Protagonista dell’impresa è Adrian Ruiz Pelayo, 35 anni, originario di Malaga, che si fermerà per tre giorni nella città di San Francesco prima di proseguire verso Venezia, dove conta di arrivare il primo maggio.
“Vedere San Francesco mi ha dato forza”
Durante la permanenza ad Assisi, Pelayo ha visitato la teca con le spoglie del Santo.
“È un momento incredibile – racconta – perché mi sono preparato studiando la storia di San Francesco e vedere i suoi resti mi ha dato una forza enorme per continuare il cammino e riflettere su cosa significa donarsi agli altri”.
Il giovane viaggia da solo, vivendo di ciò che trova lungo la strada. “Spesso ho solo acqua e pane – spiega – ma ricevo in cambio la generosità delle persone”.

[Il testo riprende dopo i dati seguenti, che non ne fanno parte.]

Issue #15, opened 2026-04-18
Simulator: coroutine-aware async driver so Lua can await JS Promises


bvdaakster:
## Problem

Wasmoon returns JavaScript Promises to Lua as opaque userdata. The Lua code has no way to await them, so any simulator mock backed by an async-only browser API (`DecompressionStream`, `fetch`, WebBluetooth, File System Access, `indexedDB` cursors, etc.) cannot be plumbed through a C-equivalent binding without either blocking the UI thread or being skipped outright.

Today we dodge this with synchronous substitutes: sync XHR for range reads in `mock/storage.js`, pako for `ez.compression.inflate` in `mock/compression.js`. That's fine for the current surface area, but new bindings will keep colliding with this wall.

## Proposal

Implement the same pattern the firmware already uses for `async_read_bytes` — **a coroutine-yielding bridge**.

### Lua side

Screens already run Lua through `spawn(fn)` which wraps `fn` in a coroutine. Add a helper:

```lua
-- ezui.async.js_await(js_promise) -> value, or raises on rejection
-- Must be called from inside a spawn()-ed coroutine.
function async.js_await(promise)
    local co = coroutine.running()
    assert(co, "js_await must run inside a coroutine")
    local done, value, err = false, nil, nil
    _js_bridge.attach(promise,
        function(v) value = v; done = true; _js_bridge.resume(co) end,
        function(e) err   = e; done = true; _js_bridge.resume(co) end)
    while not done do coroutine.yield() end
    if err then error(err) end
    return value
end
```

### JS side

Extend `simulator.js` with a small bridge that the C-equivalent bindings call:

```js
const pending = new Set();
lua.global.set('_js_bridge', {
    attach: (promise, onResolve, onReject) => {
        promise.then(onResolve, onReject);
    },
    resume: (co) => {
        pending.add(co);
        // Drain queued coroutines on the next tick.
        Promise.resolve().then(drainPending);
    },
});

function drainPending() {
    for (const co of pending) {
        try { lua.global.get('coroutine').resume(co); }
        catch (e) { logError(e); }
    }
    pending.clear();
}
```

### Bindings

Mocks that wrap an async API can then do:

```js
createFileModule(lua) {
    return {
        async_read(path) {
            return fetch(path).then(r => r.text());
        },
    };
}
```

and the Lua caller writes `ez.async.js_await(ez.file.async_read(path))` — which from the screen's perspective is indistinguishable from the firmware's `async_read_bytes`.

## Acceptance

[...]

Issue #14, opened 2026-04-18
Deprecate RLE tile compression in a future TDMAP format bump


bvdaakster:
## Background

As of the v5 format bump + zlib rollout, new archives default to `COMPRESSION_ZLIB` (flag byte `2`). Measured on the Netherlands source:

- RLE:     1.4–1.9× compression ratio
- Zlib(9): 3.4–11.6× compression ratio

Amsterdam sample: 2.7 MB → 994 KB (~63% smaller). Extrapolated to the world archive: ~478 MB → ~80 MB. Decoding is handled by the ROM miniz on-device (`tinfl_decompress_mem_to_mem`, sub-millisecond per tile) via `ez.compression.inflate`, so decoded cost is lower than the old Lua RLE path.

Current readers accept both v4 (implicit RLE) and v5 (compression byte dispatched). That is the right compatibility window for now — users with SD cards full of v4 archives shouldn't need to rebuild.

## Proposal

When the format next bumps (v6 or later), drop RLE support entirely:

- Writer: remove the `COMPRESSION_RLE` code path in `process.py` / `archive.py`.
- Reader (Python `TDMAPReader`): raise on `compression != COMPRESSION_ZLIB` for v6+.
- Reader (Lua `services/map_archive`): drop the `rle_decompress` fallback for v6+. Keep it gated behind `version <= 5` so legacy archives still open.
- Remove `COMPRESSION_RLE` and `rle_compress`/`rle_decompress` from `tools/maps/process.py`.
- Document the deprecation in the README (migration path: rebuild archives).

## Why wait

- The map_archive Lua service is only ~280 lines; removing the RLE branch now saves almost nothing.
- Users who hand-copied `world.tdmap` before the zlib landing will have RLE archives on SD. Forcing them to rebuild with no warning is rude.
- The v4→v5 migration gave us the header byte we needed to dispatch, so this is a purely removal-only change when we're ready.

## Trigger to pull the plug

Any of:
- Another format change is landing anyway (bundle the RLE removal with it).
- Six months have passed since v5 shipped.
- Someone actively needs the code simplification for a new feature.

bvdaakster:
Done across two commits on `feature/offline-maps-v5-zlib`:

- **4457967** dropped the v4/v5 reader paths entirely (writer was already zlib-only since v6). The on-device Lua reader rejects non-v6 archives at open time with a "regenerate with the current writer" message; the Python writer/reader only emits and accepts v6.
[...]

PR #16, opened 2026-04-18
Offline maps + shell UI overhaul: status bar, glass icons, AA fonts, SND01 sounds

### LINKED ISSUE #2: tools/maps: port viewer.html to TDMAP v4 geographic labels
## Problem

`tools/maps/viewer.html` still parses the v3 tile-indexed label format. TDMAP was bumped to v4 (geographic lat/lon labels, sequential layout, no per-tile index) in commit `38add06`. This means archives built today cannot be verified in the desktop viewer, which is the main sanity-check step before flashing to the device.

## Proposal

- Mirror `TDMAPReader.get_labels_in_bounds()` (see `tools/maps/archive.py`) in JS.
- Parse the v4 sequential label block: fixed-size header + variable-length UTF-8 text.
- Filter by visible viewport (lat/lon bounds) and current zoom against each label's `zoom_min`/`zoom_max`.
- Keep backwards compatibility with v3 archives, or drop it if we are confident no v3 `.tdmap` files remain in the wild.

## Acceptance

- Loading a v4 archive in `viewer.html` shows correctly placed city/town labels.
- Zoom in/out reveals/hides labels according to their zoom range.
- Theme toggle (light/dark/contrast) continues to work.

### LINKED ISSUE #3: tools/maps: add 'inspect' CLI and --preview-zoom flag for archive verification
## Problem

There is no fast way to answer "is this `.tdmap` sensible?" without flashing a device or opening `viewer.html`. When iterating on dithering, palette, or label extraction, this slows things down a lot.

## Proposal

Two small additions to `tools/maps/`:

### 1. `python -m tools.maps.archive inspect file.tdmap`

Prints:
- Format version and header fields
- Bounds (once issue for header metadata lands)
- Tile count per zoom level
- Label count by type (city/town/village/suburb/road/water)
- First N labels per zoom
- Average + min + max compression ratio per zoom
- Palette swatches as ANSI color blocks

### 2. `pmtiles_to_tdmap.py --preview-zoom N --preview-out preview.png`

Render a single zoom level as a flat PNG mosaic to inspect dithering/palette choices before committing to a multi-zoom build. Should be fast (minutes, not hours).

## Acceptance

- `inspect` runs in under 2 seconds on a ~100MB archive.
- `--preview-zoom` produces a correctly laid-out PNG for the chosen zoom.

### LINKED ISSUE #4: tools/maps: incremental rebuild via source-tile hashing
## Problem

`pmtiles_to_tdmap.py` has checkpoint resume every 500 tiles, but no change detection. Tweaking palette, dithering, or road priority requires a full re-render even though most tiles are unchanged.

## Proposal

- Store a hash of `(source_mvt_bytes + render_config_fingerprint)` per tile in a sidecar index (e.g. `.tdmap.cache.json`).
- On rebuild, compare hashes and skip tiles whose hash is unchanged — copy their compressed bytes directly from the previous archive.
- `render_config_fingerprint` = hash of palette + dithering params + feature priority. Bump it deliberately when behavior intentionally changes.
- Add a `--no-cache` flag to force a full rebuild.

## Acceptance

- Re-running the build with no source/config changes finishes in under 10% of the original time.
- Changing the palette alone triggers a full re-render (correct invalidation).
- Output archive bytes are identical to a from-scratch build.

### LINKED ISSUE #5: tools/maps: regression fixture for land/road coordinate desync
## Problem

Commit `48ad897` fixed a nasty bug where the land mask was drawn with Y-up geographic coordinates while MVT road layers used Y-down screen coordinates, so roads floated over the wrong land on certain tiles. The fix is purely in code — there is no regression test, so it is easy to reintroduce the next time rendering is refactored.

## Proposal

- Commit a tiny fixture: a hand-picked coastal MVT tile + the expected dithered PNG.
- Add a pytest (or plain script) under `tools/maps/tests/` that renders the fixture and compares against the golden image with a small tolerance (hamming distance or byte equality if determinism holds).
- Wire it into CI for the `tools/maps/` path.

## Acceptance

- Test exists, passes on `main`.
- Deliberately reverting `48ad897` causes the test to fail.

### LINKED ISSUE #6: tools/maps: ship pre-quantized land mask sidecar to avoid 24MB download
## Problem

`tools/maps/land_mask.py` downloads ~24MB of Natural Earth / OSM simplified land polygons on first run. This is slow in CI, flaky on poor connections, and blocks reproducible builds.

## Proposal

- Pre-quantize the mask into a compact per-zoom raster bitset (one bit per tile, "is this tile mostly land?") and commit it (or attach as a GitHub release asset).
- `land_mask.py` loads the bitset first; only falls back to downloading + quantizing the polygons when the user explicitly requests a non-default resolution.
- Expected size: a single global bitset at z0-z8 is well under 1MB.

## Acceptance

- First-time `pmtiles_to_tdmap.py` runs in CI without network access to OSM.
- Existing `is_land_tile` / `get_land_fraction` / `tile_intersects_land` behavior is unchanged at default resolution.

### LINKED ISSUE #7: tools/maps: split pmtiles_to_tdmap.py into render / labels / archive stages
## Problem

`tools/maps/pmtiles_to_tdmap.py` is 1,210 lines and mixes three concerns: MVT-to-raster rendering, label extraction, and TDMAP archive writing. This makes each stage hard to test in isolation and bloats the blast radius of any change.

## Proposal

Refactor into three modules, keeping `pmtiles_to_tdmap.py` as the CLI glue:

- `tools/maps/render.py` — MVT → dithered 3bpp raster. Pure function of (MVT bytes, zoom, palette, dithering params) → bytes.
- `tools/maps/labels.py` — MVT → list of `{lat, lon, text, type, zoom_min, zoom_max}` entries. Pure function.
- `tools/maps/archive.py` — already exists; keep as the writer/reader.

Each module gets a small unit-test file. The CLI orchestrates + handles parallelism + checkpoints.

## Acceptance

- No behavior change: output archives byte-identical to the pre-refactor build for a reference input.
- Each stage is testable without spinning up the full pipeline.

### LINKED ISSUE #8: tools/maps: enrich TDMAP header with bounds, region name, source hash, build timestamp
## Problem

The current 33-byte TDMAP header records format/version/compression/counts/offsets but has no provenance. Two `world.tdmap` files on disk are indistinguishable without opening them, and the device cannot tell the user what region is loaded.

## Proposal

Bump to TDMAP v5 with an extensible metadata block immediately after the fixed header:

| Field            | Size     | Notes                                |
|------------------|----------|--------------------------------------|
| region_name      | varlen   | UTF-8, e.g. "Netherlands"            |
| bounds           | 16 bytes | min_lat_e6, min_lon_e6, max_lat_e6, max_lon_e6 |
| source_hash      | 32 bytes | SHA-256 of input PMTiles             |
| build_timestamp  | 8 bytes  | UNIX epoch seconds                   |
| tool_version     | varlen   | `pmtiles_to_tdmap.py` version string |

Keep reader backwards-compatible with v4 archives.

## Acceptance

- `inspect` CLI (#3) can surface all fields.
- Device UI can show "Netherlands, built 2026-04-01" rather than a bare filename.
- v4 archives still load.

### LINKED ISSUE #9: tools/simulator: add TDMAP loader mock for browser iteration
## Problem

There is no way to iterate on a map screen in the browser simulator without flashing a device. Once a new map screen lands (#10, #11), this will be the fastest feedback loop for UX tweaks.

## Proposal

- Add `tools/simulator/mock/map_archive.js` that reads a `.tdmap` blob (drag-drop or fetched URL) and exposes the same API as the forthcoming `lua/services/map_archive.lua`.
- Reuse the RLE / 3bpp decode logic already present in `tools/maps/viewer.html` — extract to a shared JS module so both tools decode identically.
- Hook into the existing `ez.storage.read_bytes` mock so `require('services.map_archive')` works unmodified.

## Acceptance

- Loading a `.tdmap` in the simulator and running `ui.push_screen('$screens/map.lua')` renders tiles + labels correctly.
- No code-path divergence from the device reader.

### LINKED ISSUE #10: lua/services/map_archive.lua: async v4 TDMAP reader with LRU cache and parent-tile fallback
## Problem

The old map viewer (pre-`f200c36` restructure) embedded archive I/O, LRU caching, and label parsing directly inside the screen. With the new ezui framework, the data layer should be extracted so widgets are thin and the reader can be reused (location picker, share-location, breadcrumb trails).

## Proposal

New module `lua/services/map_archive.lua`:

- `open(path) -> archive` — reads header, palette, tile index; validates magic/version; returns handle or error.
- `get_tile(archive, z, x, y) -> tile_data | :pending | nil` — non-blocking. On miss, schedules an async load via `ez.async.spawn` and returns `:pending`. Hits return decoded 3bpp bytes immediately.
- `get_parent_fallback(archive, z, x, y) -> (parent_tile, src_x, src_y, src_w, src_h)` — walk up zoom levels until a cached ancestor is found, return coordinates suitable for `ez.display.draw_indexed_bitmap_scaled`.
- `labels_in_bounds(archive, z, lat0, lon0, lat1, lon1) -> list` — filtered by viewport and zoom range.
- LRU cache: 16 tiles ≈ 384KB PSRAM (matches the old viewer's tuning).
- Negative-cache of known-missing `(z,x,y)` triples; cleared on zoom change.
- Parses v4 labels (and v5 when #8 lands).

## Acceptance

- Unit-testable without a screen attached.
- Simulator TDMAP mock (#9) can plug in transparently.
- No blocking SD reads from the main render loop.

### LINKED ISSUE #11: lua/ezui/widgets/map_view.lua: reusable map widget node
## Problem

ezui has no map-style widget (grid panning, zoom, tile rendering, label overlay). The old shell-based map viewer was a top-level screen that couldn't be embedded elsewhere.

## Proposal

Register a new node type `map_view` via `node_mod.register(...)` following the `color_swatch` pattern in `lua/screens/settings.lua:9-49`.

Props:
- `archive` (handle from `map_archive.open`)
- `center_lat`, `center_lon`, `zoom`
- `show_labels` (bool)
- `overlay_fn(d, x, y, w, h, project)` — optional draw hook for GPS dot, pins, route lines
- `on_move(lat, lon, zoom)` — emitted when the user pans/zooms

Behavior:
- `focusable = true`; owns the trackball while focused.
- `draw`: compute visible tile range, call `ez.display.draw_indexed_bitmap` per tile, use `_scaled` with parent fallback when a tile is pending.
- `on_key`: trackball directions pan at sub-tile precision; `+`/`-` zoom; `L` toggle labels; `T` toggle theme.
- Reads palette from `ezui.theme` — **no** hardcoded RGB565 tables.
- Exposes a `project(lat, lon) -> screen_x, screen_y` helper so overlays stay aligned.

## Acceptance

- Can be embedded inside any ezui layout (vbox/hbox/zstack).
- Works identically on device and in the simulator (once #9 lands).
- Blocks #11.

### LINKED ISSUE #12: lua/screens/map.lua: new map screen with GPS integration
## Problem

The map screen was dropped when the Lua tree was restructured (`f200c36`) and never ported to ezui. Users have no way to view offline maps in the current build.

## Proposal

New screen `lua/screens/map.lua`, built on top of `services/map_archive` (#10) and `ezui.widgets.map_view` (#11).

Layout:
```
title_bar("Map", { back = true, actions = { theme, labels, gps } })
map_view { ... }                                   -- flex: 1
hbox { lat_lon_text, zoom_text, gps_indicator }    -- 16px status strip
```

Behavior:
- `on_enter`: open archive, show spinner until ready, restore last view from `ez.storage.get_pref("map_last_view")`.
- Subscribe to `ez.gps` updates via the bus; draw position dot + accuracy circle via the `map_view` overlay hook.
- `G` short-press: jump once to current GPS fix. Long-press: follow-mode (recenter on every update).
- `on_leave`: persist center/zoom so reopening is instant.
- Shows the archive's region/name/build-date (once #8 lands) in the title bar or an info overlay.

## Acceptance

- Navigable end-to-end on device and simulator.
- GPS dot tracks correctly as you pan; stays aligned when zooming.
- Battery-friendly: no redraws when idle.

### LINKED ISSUE #13: docs: update README for ezui framework and reinforce early-development stage
## Problem

The README is out of date in several places and understates how early the project is. New users land on it expecting stability and a documented path that no longer exists.

### Stale content

- **Project Structure** (lines ~124-140) still shows `data/scripts/boot.lua` and `data/scripts/ui/screens/`. Since commit `f200c36` the tree lives under `/lua/` and is embedded as bytecode into the firmware.
- **Getting started** (line ~65) says *"Edit scripts directly on the SD card in `/data/scripts/`"*. This no longer works — scripts are compiled in; users must rebuild + flash.
- **UI System example** (lines ~205-222) shows the old shell API (`render(display)`, `handle_key`). The current framework is declarative ezui: screens expose `build(state)` returning a node tree. See `lua/screens/settings.lua` for the real pattern.
- **Remote Control** example references `Debug.memory()` which no longer exists (use `collectgarbage('count')`).
- No mention of `ezui` anywhere, despite it being the entire UI layer.
- No mention of the map viewer being temporarily absent (tracked in #10/#11/#12).

### Missing: early-dev stage messaging

The only warning is a single line on the flash section. For a project in active churn (Lua tree restructure, UI framework rewrite, TDMAP format bumps, binding renames), the README should make the alpha/early-dev state obvious on first screen.

## Proposal

- Add a prominent banner near the top: **"Early development — expect breaking changes between releases. Not yet suitable for production use."**
- Rewrite *Project Structure* to reflect the current tree.
- Replace the *Getting started* SD-card instruction with the rebuild-and-flash workflow (or link to the simulator for faster iteration).
- Replace the *UI System* example with a real ezui `build(state)` screen.
- Add a short *UI Framework* section describing ezui (declarative nodes, focus, theme) and linking to `lua/ezui/`.
- Fix the `Debug.memory()` reference.
- Note that offline maps are temporarily not wired into the UI (link to tracking issues).

## Acceptance

- A new user reading only the README gets an accurate picture of where the code lives, how to run it, and how stable it is.

### LINKED ISSUE #17: Map tiles: road lines don't stitch across tile boundaries
## Symptom

At z10 panning over the Netherlands, horizontal and vertical seams are visible between adjacent map tiles. **Polygon fills (coastlines, parks, water bodies) stitch cleanly** — a land edge crossing a tile boundary looks continuous. But **road lines break at every tile boundary**: a motorway entering tile (x, y) at its south edge doesn't visually connect to the same motorway leaving tile (x, y+1) at its north edge.

The effect is most obvious on long straight arterials that span many tiles (A1, A2, etc.) — they appear as a stack of disconnected road segments rather than one continuous line.

## Root cause

`render_vector_tile` in `tools/maps/render.py` (ex-`pmtiles_to_tdmap.py`) renders each tile in isolation from its own MVT data. Two interacting factors cause the break on lines but not on polygons:

1. **MVT geometry is clipped at the tile extent.** A road that crosses from tile A to tile B has two endpoints in A's MVT (entry point plus snapped endpoint at the extent edge) and two in B's (snapped start plus exit point). Polygon fills also get clipped this way, but PIL's `draw.polygon` fills up to and including the clipped edge pixels, so adjacent tiles' fills touch.

2. **PIL's `draw.line(..., width=W)` draws a butt cap at each endpoint.** When the endpoint lands on or slightly past the tile edge and the stroke is thin (width ≤ 2), the cap renders at a different sub-pixel position on each side of the seam. Integer rasterization then snaps the two caps to pixel coordinates that disagree by 1–2 pixels, leaving a visible gap.

Combined, polygons tolerate the clip, lines don't.

## Evidence

- Verified by rendering tiles `z10/527/334` and `z10/527/335` individually and stitching in Python: coastline continuous, roads have visible breaks at y=256.
- Confirmed on device against `netherlands-zlib.tdmap` at z10 center (52.5488, 5.25).

## Proposed fixes (ranked)

1. **Render with an overlap halo.** Temporarily bump the rendering extent to e.g. `TILE_SIZE + 32` pixels per side, draw all features that fall in the expanded bbox, then crop the centre 256×256. Road endpoints now land inside the expanded area instead of on the boundary, so their caps are drawn before clipping removes them. Cleanest fix; costs ~25% more CPU per tile at build time, no format change, no runtime cost.

2. **Minimum line width 2.** Bump every entry in `ROAD_STYLE` to at least 2 px. Much cheaper, but makes z≥13 render look heavy and doesn't actually close the gap — the two caps still disagree, just more visibly.

3. **Render neighbour-tile roads into the current tile.** For each tile, also pull the four neighbours' MVT data and draw any line whose clipped extent touches this tile's bbox. Correct, but 5× the MVT decodes and stitches its own caching problem.

4. **Build-time post-processing.** After rendering adjacent tiles, scan both sides of each shared edge and dilate road pixels to fill 1-pixel gaps. Lossy and brittle.

## Acceptance

- Long straight roads spanning ≥ 3 tiles render as a single continuous stroke at all zooms 8–14.
- No regression to polygon rendering, label placement, or file size.
- The regression fixture (`tools/maps/tests/test_land_road_alignment.py`) still passes (will need `--regen` since pixel-level output will shift slightly).

bvdaakster:
Two stacked chapters of work on the ezui shell.

### Status bar + back key
- Global status bar pinned at the top with battery, wifi, gps, clock, and an async-activity spinner. Screens opt out with `fullscreen = true` (games, pixel_fix).
- Per-screen title bars collapse into a compact sub-bar with a drawn left-arrow glyph + "Back" label. The T-Deck's physical back-arrow key (`BACKSPACE`) replaces Q as the default exit across shell screens.

### Typography
- Anti-aliased Inter at 11/13/17 px pre-rasterised by `tools/gen_aa_font.py` into `src/fonts/InterAA*.h`; new alpha-blend renderer in `src/hardware/aa_font.{h,cpp}`. Every shell widget renders through `small_aa`/`medium_aa`/`large_aa`.

### Desktop icons (PSP/PS3 flavour)
- Layered composition in `lua/screens/desktop.lua`: colour plate (`fill_round_rect`) + white glyph PNG + shared glass shim PNG + pre-blurred focus halo.
- Contacts is red, Map is green.
- Focused icon pulsates via a sine-wave `brighten_rgb565` factor on the plate colour.
- `tools/gen_icons.py` splits the old baked-in icons into plain white glyph PNGs plus a shared shim/glow, keyed by an RGB565 tint per entry.

### Framework fixes
- `_rebuild` persists widget-internal state (scroll offset, dropdown open/cursor, text-input cursor) across `set_state` so periodic screens (GPS live status) don't reset the user's interaction.
- Dropdown grabs `focus.enter_edit()` while open, handles ENTER in `on_key` (bypasses the editing-swallow path), and routes properly through `focus.handle_key`.
- Focus auto-scroll snaps to 0 when the first item is focused so headers above the first focusable become visible.
- Colour-swatch row consumes UP/DOWN to jump past the whole strip instead of stepping colour-by-colour.
- Scroll containers draw top/bottom edge shadows (`lua/ezui/shadows.lua`, generated by `tools/gen_shadows.py`) to hint overflow.
- W hotkey on desktop debounced against the known keyboard ghost-repeat.

### Audio (SND01 / snd.dev)
- Integrated the SND01 "Sine" pack. Attribution in the About screen and `data/sounds/snd01/CREDITS.md` (Yasuhiro Tsuchiya / Dentsu, https://snd.dev).
- Non-blocking `ez.audio.play_preloaded_async` binding; preload cap bumped to 32 so every sample stays resident in PSRAM.
- `services/ui_sounds.lua` preloads at boot and plays variants round-robin (5 `tap`, 5 `swipe`, 5 `type`). Widgets fire events on button/list-item activate, toggle change, focus change, text input character, dropdown confirm, and screen push/pop. Gated on a user pref.

### Settings refactor
- Top-level settings is now a category picker → Display / Keyboard / GPS / Sound / About. Each submenu has its own scrollable page.
- Sound page: UI-sounds toggle + master volume.
- About page: version + third-party credits (SND01, Lucide, Inter, MeshCore, LovyanGFX).

### Wallpapers
- `tools/gen_wallpapers.py`: cover-fits to 320×240, Floyd–Steinberg dithers into RGB565, re-encodes JPEG at q=82. Fixed a sign-extension bug in the dither loop. Regenerated `wp01..wp30`.

### Developer
- Main menu gains a **Developer** section with a **Widget kitchen sink** screen — every widget on one page for manual smoke-testing.

---

### Offline maps

- **New Lua map stack** — `services/map_archive`, `ezui/widgets/map_view`, `screens/map`. Async tile cache, parent-tile fallback, center crosshair, theme-aware labels with halo.
- **TDMAP v5** — adds a TLV metadata block (region name, bounds, source hash, build timestamp, tool version). Reader accepts both v4 and v5; writer emits v5 by default.
- **zlib compression** — new `ez.compression.inflate` binding using ESP32 ROM miniz. Amsterdam archive: 2.7 MB → 994 KB. World archive estimate: 478 MB → ~80 MB.
- **Better tools** — `inspect` CLI, `--preview-zoom` flag, `--region-name`, render-fingerprint-aware checkpoint that invalidates on config/source change, regression fixture for the coastal-tile desync bug.
- **Committable land mask sidecar** — 22 KB bit-packed raster replaces the 24 MB one-time download for fresh clones and CI.
- **Simulator catch-up** — drag-drop archive upload, pako-backed zlib mock, in-memory file store.

### GPS controls and overlay

- GPS settings screen under Settings → GPS. Power toggle, clock-sync policy (Never / At boot / Hourly), live fix + satellite readout, "sync clock now" action.
- Background sync coroutine in `services/gps`, started at boot.
- User position marker on the map: in-view target-style dot, off-view triangular arrow at the viewport edge pointing to the fix.
- `H` key — home-to-GPS (one-shot recenter without toggling follow-mode; `g` still toggles follow).

### Road seam fix

- `render_vector_tile` paints onto a `TILE_SIZE + 2*HALO` canvas with an `offset=HALO`, then crops to the visible centre. Closes #17.

### File size comparison (measured)

| Archive             | RLE      | zlib(9)  |
|---------------------|----------|----------|
| World (z0–z14)      | 478 MB   | ~80 MB   |
| Amsterdam (z10–z13) | 2.7 MB   | 994 KB   |

---

## Closes

- Closes #2 — viewer.html v4 label support
- Closes #3 — archive inspect CLI + `--preview-zoom`
- Closes #4 — regression fixture for land/road coordinate desync
- Closes #5 — pre-quantized land mask sidecar
- Closes #6 — incremental rebuild via source-tile fingerprint
- Closes #7 — split `pmtiles_to_tdmap` into render/labels/archive
- Closes #8 — TDMAP v5 header with bounds / region / hash / timestamp
- Closes #9 — TDMAP loader mock for the simulator
- Closes #10 — `lua/services/map_archive`
- Closes #11 — ezui `map_view` widget
- Closes #12 — `lua/screens/map`
- Closes #13 — README update for ezui + early-dev banner
- Closes #17 — road seam artifact at tile boundaries

Follow-ups tracked separately: #14 (deprecate RLE in a future format bump), #15 (coroutine-aware async driver for the Wasmoon simulator).

## Test plan

Map
- [x] `pio run -t upload` succeeds
- [x] Map screen pushes cleanly; tiles render; labels readable; status strip shows coords + zoom; crosshair anchors the zoom pivot
- [x] +/- zoom and trackball pan work; `l` toggles labels; `g` jumps/follows GPS; `t` cycles theme; `h` homes to GPS
- [x] User-position marker in-view / off-screen arrow at viewport edge
- [x] `pytest tools/maps/tests/` passes after the render-halo change (<0.5% drift)
- [x] Stitched adjacent z10 tiles visibly improved — roads continue across y=256
- [x] zlib round-trips through `ez.compression.inflate` on-device
- [x] v4 archives still open alongside v5

Shell
- [x] Global status bar renders on every shell screen; spinner activates on async work
- [x] Desktop icons render colour plates with shim/glow; focused icon pulsates
- [x] AA Inter fonts render throughout shell widgets (button, toggle, slider, dropdown, text_input, list_item, title_bar, status_bar, desktop labels)
- [x] BACKSPACE pops shell screens; drawn back arrow visible in sub-bar
- [x] GPS dropdown survives the 1 Hz live-status rebuild; "Hourly" selectable
- [x] Scrolling into the first item snaps the viewport to 0
- [x] SND01 samples audible (tap on focus change, button on desktop-icon activate, toggle_on/off on toggle, type on text input, transition_up/down on push/pop)
- [x] UI-sounds toggle + master volume work; About page credits populate


bvdaakster:
@claude review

L’incontro con il Papa e i luoghi simbolo della fede
Nel suo percorso Pelayo racconta di aver incontrato anche il Papa il 7 gennaio, occasione in cui ha condiviso il senso del suo viaggio.
“Ho voluto unire due luoghi sacri – spiega – il Vaticano e Santo Toribio de Liébana, in Spagna, dove si conserva un frammento della Croce di Cristo. Ho parlato dell’importanza spirituale di questi luoghi”.
Una scelta di vita
Pelayo ha lasciato la sua carriera nel settore commerciale e immobiliare per dedicarsi a questo progetto personale.
“Voglio trasmettere la benedizione della gente – afferma – e far capire che tutto ciò che si fa con energia positiva può realizzarsi”.
Il suo viaggio, documentato sui social con il nome “Un cammino per scoprire”, unisce fede, riflessione e solidarietà, in un percorso che lo porterà fino a Venezia, attraversando l’Italia sulle orme di San Francesco.